Bishop Erik Varden: chastity is integrity, "to harmonize my carnal desires towards life in Christ"
Convert of Lutheranism and Norwegian traps, one of his last books is about the virtue of chastity.
Monsignor Erik Varden, OCS [Cistercian Order of the Cistercian Order of the Stense Of Observance] is bishop of Trondheim, Norway.
Baptized in the Lutheran Church, which in Norway was the official Church until 2012, I grew up in a family without a very explicit Christian practice. My religious search began at the age of 14 or 15, caused by an inner thirst, fueled by literature and music.
I was 17 years old when I first visited a monastery, a little by chance. Monastic life scared me a little because of its radicalism; at the same time, it fascinated me deeply.
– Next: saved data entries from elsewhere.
PR #536, opened 2022-09-28
`gravity-forms/gw-limit-multiselect.js`: Fixed issue where multi select limit did not work correctly when going backwards on multi-page forms.

veryspry:
## Context

⛑️ Ticket(s): https://secure.helpscout.net/conversation/2020716657/39063/

## Summary

The issue was occuring because the `limitMultiSelect()` logic was only running when the configured select field changed. This meant that when returning to the select on a multi-page form, the limit logic may not have run yet and thus the user would be able to select more than the limit.

The fix is to run `limitMultiSelect()` each time the configured select comes into view.

### DIFF
--- a/gravity-forms/gw-limit-multiselect.js
+++ b/gravity-forms/gw-limit-multiselect.js
@@ -4,26 +4,35 @@
  *
  * Limit how many options may be selected in a Multi Select field. Works with
  * regular Multi Select fields as well as fields with Enhanced UI enabled.
- * 
+ *
  * Instructions:
- * 
+ *
  * 1. Install this snippet with our free Custom JavaScript plugin.
  *    https://gravitywiz.com/gravity-forms-custom-javascript/
  * 2. Configure snippet per inline instructions.
  */
-// Update "1" to the ID of your Multi Select field.
-$( '#input_GFFORMID_1' ).on( 'change', function () {
-	// Update "2" to the max number of options that should be selectable.
+(function() {
+	// Update "1" to the ID of your Multi Select field.
+	var multiSelectId = '#input_GFFORMID_1';
 	var maxSelected = 2;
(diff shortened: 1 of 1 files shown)


gravity-forms/gw-limit-multiselect.js
```diff
@@ -4,26 +4,35 @@
...
- * 
+ *
  * 1. Install this snippet with our free Custom JavaScript plugin.
  *    https://gravitywiz.com/gravity-forms-custom-javascript/
  * 2. Configure snippet per inline instructions.
  */
-// Update "1" to the ID of your Multi Select field.
-$( '#input_GFFORMID_1' ).on( 'change', function () {
-	// Update "2" to the max number of options that should be selectable.
+(function() {
```
veryspry, line 14: Popping this into an IIFE for variable scoping

claygriffiths: @veryspry I dig the thinking! However, since we recommend installing this with our Custom JS plugin, the scope should already be limited: https://github.com/gravitywiz/snippet-library/blob/matt%2Ffix-multi-select-limit/gravity-forms/gw-gravity-forms-custom-js.php#L176-L176

veryspry: I should have noticed since `$ === window.jQuery` in this context :laughing:

veryspry: Fixed!

veryspry:
This change fixes a legitmate bug, but does not help the user who this bug report initially came from as they are using frontend form library that changes multi-select dom structure and is incompatible with this snippet.

@claygriffiths Are you okay if I merge?

claygriffiths (approved):
@veryspry Yup! Thanks for adding this.

PR #539, opened 2022-10-05
`gpmpn-render-all-page-links-on-load.js`: Added new snippet to load all multi page navigation links when editing entries with GPEP.

saifsultanc:
## Context

⛑️ Ticket(s): https://secure.helpscout.net/conversation/2025453715/39250?folderId=3808239

## Summary

With GPEP + GPMPN if we use the [snippet](https://github.com/gravitywiz/snippet-library/blob/master/gp-easy-passthrough/gpep-edit-entry.php) for GPEP Edit entry, the form entry load appears as if it still creating a new entry (not editing). This snippet reloads all the links, so the edit entry look is there.


claygriffiths:
@saifsultanc For a commit message/PR title that matches the guidelines, you could use something like the following when you add a new snippet:

```
`gpmpn-render-all-page-links-on-load.js`: Added new snippet to load all multi page navigation links when editing entries with GPEP
```

claygriffiths (approved):
LGTM! Just one note about PR title/commit message.

PR #733, opened 2023-11-29
`gravity-forms/gw-prevent-duplicate-selections.js`: Added support for GPADVS enabled multi-select fields.

veryspry:
## Context

📓 Notion: https://www.notion.so/gravitywiz/GPADVS-1-1-Disabled-Choices-d910084a1ed24bd8947fdd6df242a2a9?pvs=4 

## Summary

This enabled support for this snippet on GPADVS enabled multi-select fields.


spivurno (approved):
Works flawlessly! 

I think we should convert this to a PHP snippet for delivery though. More coming in the card. That decision won't impact merging this though. Fire away!

PR #734, opened 2023-12-04
`gw-include-post-permalink.php`: Fixed an issue with Post ID not fetching with merge tags with APC addon updates.

saifsultanc:
## Context

⛑️ Ticket(s): https://secure.helpscout.net/conversation/2438396771/58350?folderId=3808239

## Summary

The Post permalink snippet doesn't work with the latest version of Gravity Forms Advanced Post Creation Add-On.

As a fix, this update adds a 'retry logic' to ensure we do fetch the post id. Changing the priority of the hooks `add_filter( 'gform_replace_merge_tags', array( $this, 'replace_merge_tag' ), 10, 3 );` wasn't giving a consistent resolution. The retry logic gave 100% results on my testing.

Video demo of the issue (Credits @sbassah):
 https://www.loom.com/share/dfc79bc1eda6424ab8bc7c4d457a6982?sid=7cf4436b-f7fe-434c-9a7b-07f3b4dbfa9a
 
 After this update, the merge tag always works.

### DIFF
--- a/gravity-forms/gw-include-post-permalink.php
+++ b/gravity-forms/gw-include-post-permalink.php
@@ -18,10 +18,17 @@
 class GWPostPermalink {
 
 	function __construct() {
-
+		add_filter( 'gform_is_feed_asynchronous', array( $this, 'disable_async' ), 10, 4 );
 		add_filter( 'gform_custom_merge_tags', array( $this, 'add_custom_merge_tag' ), 10, 4 );
 		add_filter( 'gform_replace_merge_tags', array( $this, 'replace_merge_tag' ), 10, 3 );
 
+	}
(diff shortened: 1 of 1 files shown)


spivurno:
Looks like GFAPC was updated to process its feeds asynchronously in 1.4. This would explain why your retry logic is working but also implies that it might be a bit of a brittle solution.

I wonder if the more bullet-proof solution might be to simply disable async feed processing? Could you do some research and see if it's possible to do so?

spivurno:
I think this is good for now! We can revisit if we see more demand or complaints about performance. 🤘

Only request is to add a comment to explain why we're disabling async.

PR #745, opened 2023-12-21
`gw-cache-buster.php`: Fixed issue where default `gform_post_render` event suppression incorrectly applied to all forms.

spivurno:
## Context

⛑️ Ticket(s): https://secure.helpscout.net/conversation/2438335097/58348

## Summary

Cache Buster incorrectly suppresses the default `gform_post_render` event for _all_ forms regardless of whether Cache Buster was enabled for that form or if that form was being rendered in a context that is applicable for Cache Buster.

Hilariously, I already tried to fix this once here (https://github.com/gravitywiz/snippet-library/commit/651990849fa8da6f9b5eacb3e0ad2945001aeeec) but I was clearly smoking crack at the time as it seems painfully obvious that was not the right place to move the filter. 😆


saifsultanc (approved):
Perfect!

During my first year in Cambridge, a Marist priest, professor of Irish history, accompanied my conversion to Catholicism: we read together all the documents of the Second Vatican Council, an excellent preparation. I stayed at the university for ten years as a student of theology and history of the Church. My doctoral thesis was about Cardinal Pierre de Bérulle (1575-1629) and in 2000 I was able to spend a time of postdoctoral research at the École normale supérieure de la Rue d'Ulm, in Paris. When I returned to Cambridge, it was clear to me that that chapter of my life was over.
My first visit to Mount Saint Bernard Abbey took place in October 2001. I went in search of spiritual guidance and found my future. All life is demanding. The life of the Trap also has its pleasures and comforts. It's a happy life that I've loved myself a lot.
— what St. Benedict meant when he exhorted his monks to "love chastity”:
In the Latin vocabulary of his time, the term castus ("chaste") could be used as a synonym for integer ("integre"). Chastity, understood correctly, implies a search for integrity; it is about harmonizing the various aspects of my being, including my carnal desires, to guide them towards an adequate end: life in Christ that leads me to fulfill the bold promise made by St. Peter, that we become "participants of divine nature" (2 P 1, 4). Only this perspective allows us to understand the deep impulse of our heart and our body.
The meaning of the Greek word "asceticism" is "exercise". Therefore, it is a very appropriate word for our time, in which, even in small rural towns, we find gyms on every corner. Why do we frequent them so often? To allow the body to reach its optimal state, in search of balance and strength.
"When we discover that the soul has demands as great as those of the body, we will want to satisfy them to fulfill the promises that those demands entail. First of all, it will be necessary to awaken to the life of the soul. This is a great and joyful challenge for Christian preaching and catechesis.